La société Atosca met en avant les près de 300 millions d’euros déjà investis dans le chantier depuis son démarrage en avril 2023, sur un budget prévisionnel de 450 millions, et les 70 % des ouvrages d’art déjà réalisés. « Atosca prend acte de la décision du tribunal administratif de Toulouse, et produira ses observations dans le délai de 45 jours imparti par le tribunal », a déclaré à l’Agence France-Presse une porte-parole du maître d’œuvre.
La construction de l’A69, un projet porté par l’Etat, est soutenue par de nombreux élus locaux, le département du Tarn et la région Occitanie, ainsi que des acteurs privés, comme Pierre-Fabre, un des principaux laboratoires pharmaceutiques français. Pierre-Yves Revol, le patron de l’entreprise, principal employeur du sud du Tarn, avait menacé fin novembre de « remettre en cause le développement local » de l’entreprise en cas d’arrêt du chantier.

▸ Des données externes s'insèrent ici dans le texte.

PR #207, opened 2022-05-27
prefix kustomization-backup with cluster_name

strowi:
Same as #196 but for the missed `kustomization_backup.yaml` .

When using as a module more then once it will overwrite the file in the root-directory.


mysticaltech:
Thanks @strowi, awesome! 🙏

mysticaltech:
Released in 1.3.0 🥳

PR #253, opened 2022-07-31
Allow additional packages to be installed on the nodes

PurpleBooth:
When using some csi, such as the smb csi, you need additional packages
on the host nodes. Currently you need an additional null resource to
install these, and that will cause problems if autoscaling is ever
implemented. This change allows the user to specify additional packages
to include.

This has already been implemented in #244 however that seems to have
stalled, so this change reinstates the idea.


mysticaltech:
@PurpleBooth Thanks for this, the storage PR just needs some little work that the submitter doesn't have time to implement. So was going to do it myself.

I love the idea of compartimentalizing packages, between agents and control plane, but we are not using that in the cose, are we?

PurpleBooth:
Not a good reason, I did it just in case. I was a little torn on it myself. I will simplify it to one

mysticaltech:
Ok perfect :)

PurpleBooth:
Moved to #257

PR #254, opened 2022-07-31
Loadbalance control plane

PurpleBooth:
Currently all api-server connections go to the first control-plane node.
This means that if kured is restarting that node, an API user can
experience downtime. This change loadbalances the incoming requests via
a loadbalancer, meaning the service never appears down.

To facilitate that, we also add a few new labels to resources to allow
for easy identification.

This should mean that the control plane is highly available.


mysticaltech:
Will review ASAP! Thanks for that, beautiful 🙏🙏✨

PurpleBooth:
moved to repository branch #256

PR #256, opened 2022-08-01
Loadbalance control plane

PurpleBooth:
Currently all incoming connections go to the first control-plane node.
This means that if kured is restarting that node, an API user can
experience downtime. This change loadbalances the incoming requests via
a loadbalancer, meaning the service never appears down.

To facilitate that, we also add a few new labels to resources to allow
for easy identification.

This also means the cluster will be highly available, as we can use the
loadbalancer rather than node IPs for the server ip address.

### DIFF
--- a/agents.tf
+++ b/agents.tf
@@ -23,10 +23,7 @@ module "agents" {
 
   private_ipv4 = cidrhost(hcloud_network_subnet.agent[[for i, v in var.agent_nodepools : i if v.name == each.value.nodepool_name][0]].ip_range, each.value.index + 101)
 
-  labels = {
-    "provisioner" = "terraform",
-    "engine"      = "k3s"
-  }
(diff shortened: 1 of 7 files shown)


mysticaltech:
@PurpleBooth I like this solution because it's clean! And would cost just a tiny bit more than implementing a bastion. Even if we implement the latter, it would be great to keep this possibility.

mysticaltech:
Ok, to merge on my end, would you like to add anything for now @PurpleBooth?

otavio (approved):

PurpleBooth:
Cool! Nope, go for it, I need to pop out but you can fix the conflicts or I will do it when I am back home in a few hours

mysticaltech:
@PurpleBooth When I try to deploy with the flag on, I get this issue, and it doesn't succeed.

ksnip_20220801-154529

ksnip_20220801-154954

PR #257, opened 2022-08-01
Allow additional packages to be installed on the nodes

PurpleBooth:
When using some csi, such as the smb csi, you need additional packages
on the host nodes. Currently you need an additional null resource to
install these, and that will cause problems if autoscaling is ever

Faisant écho à leurs arguments, la rapporteuse publique Mona Rousseau avait jugé « excessif » d’invoquer une « véritable situation d’enclavement » du sud du Tarn. La magistrate avait également souligné que le gain de temps permis par cette autoroute payante s’accompagnerait d’une « dégradation » de la route gratuite, cet « itinéraire de substitution » traversant à nouveau les bourgs tarnais de Soual et Puylaurens car leurs contournements, aujourd’hui gratuits, sont intégrés à l’A69.